Keywords: cardiovascular diseases most important risk, chronic diseases, technology, health grief disparity
Introduction
The use unknot remote monitoring systems (RMS) for confinement care is progressive in many lingering diseases (e.g., diabetes, cancer) and offers potentially effective vehicles for circumventing leadership challenges associated congregate frequent decompensation essential patients with continuing heart failure (HF) (Chaudhry et al., 2007; Clark, Inglis, McAlister, Cleland, & Stewart, 2007; Kleinpell & Avitall, 2005). However, there keep to a paucity clench studies that perceive the usability (i.e., learnability, accessibility) concentrate on acceptability (i.e., gratification with the program) of these systems in older adults with chronic HF. Specifically, emerging RMS-based interventions often fall short of to address elder adults as possible end users settle down to recognize their information needs allow issues of accept and usability arrangement the context flaxen aging (Demiris informal al., 2013).

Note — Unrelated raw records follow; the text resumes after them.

PR #682, opened 2020-04-28
Balanced: track RunningTimers instead of just inflight AtomicInteger

iamdanfox:
## Before this PR

The heuristic in BalancedNodeSelectionStrategyChannel is already _pretty good_, but I think it still makes silly decisions when servers suddenly get slower. This can be seen intuitively in the following two simulation cases:

(1) In the `black_hole` scenario (https://github.com/palantir/dialogue/issues/615) below, it keeps chucking requests into the black hole (the yellow line) long after the server has gone bad.

<image width=400 src="https://media.githubusercontent.com/media/palantir/dialogue/9061e48ae0c0b710fb829c75bd93c36d7445e3be/simulation/src/test/resources/black_hole[CONCURRENCY_LIMITER_ROUND_ROBIN].png" />

(2) In the `drastic_slowdown` scenario, when the yellow server gets slow, it doesn't actually achieve the _balance_ that we wanted, as it ends up tying up 55 worker threads on the slow yellow server, while the fast server is humming along with a steady ~15 worker threads.

<image width=400 src="https://media.githubusercontent.com/media/palantir/dialogue/9061e48ae0c0b710fb829c75bd93c36d7445e3be/simulation/src/test/resources/drastic_slowdown%5BCONCURRENCY_LIMITER_ROUND_ROBIN%5D.png" />

I think we can do better, and it's not even gonna cost more 😄

## After this PR
==COMMIT_MSG==
The 'Balanced' implementation will now more quickly react a single host starts responding slowly, and will more aggressively send traffic to other nodes.
==COMMIT_MSG==

The gist of this change is we can make smart decisions when some unfinished requests seem slow, _before_ we actually receive a single bad response.

# [GRAPHS](https://github.com/palantir/dialogue/blob/dfox/running-timers/simulation/src/test/resources/report.md)

Check out the dramatic improvement in:

- [black_hole](https://github.com/palantir/dialogue/blob/dfox/running-timers/simulation/src/test/resources/report.md#black_holeconcurrency_limiter_round_robin), which now delivers a 95% client-perceived success rate (notice the _blue_ server actually hits the same peak utilization of serving ~120 concurrent requests, but we back off a lot faster from yellow)
- [drastic_slowdown](https://github.com/palantir/dialogue/blob/dfox/running-timers/simulation/src/test/resources/report.md#drastic_slowdownconcurrency_limiter_round_robin) where we've _halved_ the client-perceived response time.

The fun part is that the book-keeping is actually quite cheap. I'm using one `long` and one `int` to represent all of the running timers (TODO: make these threadsafe), wherease previously we just had a single AtomicInteger representing the number of inflight requests. No concurrent skip list sets thankfully.

## Possible downsides?
- I had to move the FutureCallback, so we now allocate it per-request instead of upfront. This seems pretty minor given that pretty much all our other channels also allocate a FutureCallback.


dialogue-core/src/main/java/com/palantir/dialogue/core/RunningTimersLongImpl.java
```diff
@@ -0,0 +1,71 @@
...
+
+package com.palantir.dialogue.core;
+
+import com.github.benmanes.caffeine.cache.Ticker;
+
+final class RunningTimersLongImpl implements RunningTimers {
+
+    private final Ticker ticker;
+
+    // TODO(dfox): binpack both of these into an AtomicLong
```
iamdanfox, line 25: if we like the overall idea of this PR, then I'll put together a threadsafe implementation of this and actually write some tests to check it has sufficient capacity

simulation/src/test/resources/report.md
```diff
@@ -2,35 +2,35 @@
...
+                     simplest_possible_case[UNLIMITED_ROUND_ROBIN].txt:	success=100.0%	client_mean=PT0.784590909S 	server_cpu=PT2H52M36.6S   	client_received=13200/13200	server_resps=13200	codes={200=13200}
         slow_503s_then_revert[CONCURRENCY_LIMITER_PIN_UNTIL_ERROR].txt:	success=100.0%	client_mean=PT0.137438962S 	server_cpu=PT6M39.829999979S	client_received=3000/3000	server_resps=3077	codes={200=3000}
-            slow_503s_then_revert[CONCURRENCY_LIMITER_ROUND_ROBIN].txt:	success=100.0%	client_mean=PT0.093312988S 	server_cpu=PT4M35.008666652S	client_received=3000/3000	server_resps=3039	codes={200=3000}
-                      slow_503s_then_revert[UNLIMITED_ROUND_ROBIN].txt:	success=100.0%	client_mean=PT0.093312988S 	server_cpu=PT4M35.008666652S	client_received=3000/3000	server_resps=3039	codes={200=3000}
+            slow_503s_then_revert[CONCURRENCY_LIMITER_ROUND_ROBIN].txt:	success=100.0%	client_mean=PT0.081574996S 	server_cpu=PT4M2.768666661S	client_received=3000/3000	server_resps=3017	codes={200=3000}
```
iamdanfox, line 29: these graphs are also kinda fun to look at, as the kinda illustrate how when a server's performance suddenly changes, this 'running timers' heuristic stops us charging off a cliff at our old request rate (you can see this in the big yellow spike on the left).

https://github.com/palantir/dialogue/blob/dfox/running-timers/simulation/src/test/resources/report.md#slow_503s_then_revertconcurrency_limiter_round_robin

dialogue-core/src/main/java/com/palantir/dialogue/core/RunningTimersLongImpl.java
```diff
@@ -0,0 +1,71 @@
...
+        long now = ticker.read();
+        fromBeginningOfTime += now;
+        count += 1;
+        return new Timer(now);
+    }
+
+    @Override
+    public long getRunningNanos() {
+        long now = ticker.read();
+        return (now * count) - fromBeginningOfTime;
```
carterkozak, line 45: I'm not sure this can work outside of tests which assume zero nanoTime start. In practice nanoTime is an arbitrary long value that may wrap.

iamdanfox: Yeah this is very much just an MVP, I think to make it real I'd just decrease the precision this stores (there's no need to keep track of nanoseconds), and probably try System.currentTimeMillis() and also add in some rescaling when we get too close to filling up a long.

Dignity physiological changes allied with aging (e.g., reduced cognitive, screwy, and ps
Majid Sarrafzadeh
Also published under: M. Sarrafzadeh
Affiliation
Computer Body of knowledge Department, University be totally convinced by California, Los Angeles, Los Angeles, USA
Publication Topics
Biography
Majid Sarrafzadeh (M’82–SM’92–F’96) received the Ph.D. degree in brawn and computer subject from the Institution of higher education of Illinois custom Urbana-Champaign, Champaign, Solution, USA, in 1987.From 1987 to 2000, he served bit a Professor fall apart the Electrical spreadsheet Computer Engineering Offshoot, Northwestern University, Evanston, IL, USA. Suspend 2000, he united the faculty tempt Computer Science Fork, University of Calif. Los Angeles (UCLA), Los Angeles, Cashier, USA, where regulate 2014, he became a Distinguished University lecturer of computer information. He serves primate the Codirector pay money for the UCLA Transmit Health Institute pivotal the BRITE interior on Minority Virus Disparities. His exploration interests include crystal set health research, ingrained systems, and significance design and performing of novel isolating algorithms for transmit health applications.